期刊名称:Proceedings of the National Academy of Sciences
印刷版ISSN:0027-8424
电子版ISSN:1091-6490
出版年度:1989
卷号:86
期号:15
页码:5868-5872
DOI:10.1073/pnas.86.15.5868
语种:English
出版社:The National Academy of Sciences of the United States of America
摘要:We previously reported specific cross-linking of 125I-labeled insulin and 125I-labeled insulin-like growth factor I (IGF-I) to the alpha subunit of their respective receptors in chicken embryos of 20 somites and older.

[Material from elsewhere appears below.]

PR #5518, opened 2026-06-27
Fix nnx.cond tracing cache misses by caching SimpleCondFn wrappers

### LINKED ISSUE #5512: flax.nnx.cond causes tracing cache misses
Using `nnx.cond` causes tracing cache misses (and thus prevents persistent compilation cache loads) due to creation of transient SimpleCondFn passed to `jax.lax.cond`. This is very inconvenient when using nnx.cond with larger modules that take a while to compile.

To achieve adequate sensitivity and localize spatially the receptors in younger embryos, we adapted an autoradiographic technique using whole-mounted chicken blastoderms. Insulin receptors and IGF-I receptors were expressed and could be localized as early as gastrulation, before the first somite is formed. Relative density was analyzed by a computer-assisted image system, revealing overall slightly higher binding of IGF-I than of insulin. Structures rich in both types of receptors were predominantly of ectodermal origin: Hensen's node in gastrulating embryos and neural folds, neural tube and optic vesicles during neurulation. The signal transduction capability of the receptors in early organogenesis was assessed by their ability to phosphorylate the exogenous substrate poly(Glu80Tyr20). Ligand-dependent tyrosine phosphorylation was demonstrable with both insulin and IGF-I in glycoprotein-enriched preparations from embryos at days 2 through 6 of embryogenesis. There was a developmentally regulated change in ligand-dependent tyrosine kinase activity, with a sharp increase from day 2 to day 4, in contrast with a small increase in the ligand binding. Binding of 125I-labeled IGF-I was, with the solubilized receptors, severalfold higher than binding of 125I-labeled insulin. However, the insulin-dependent phosphorylation was as high as the IGF-I-dependent phosphorylation at each developmental stage.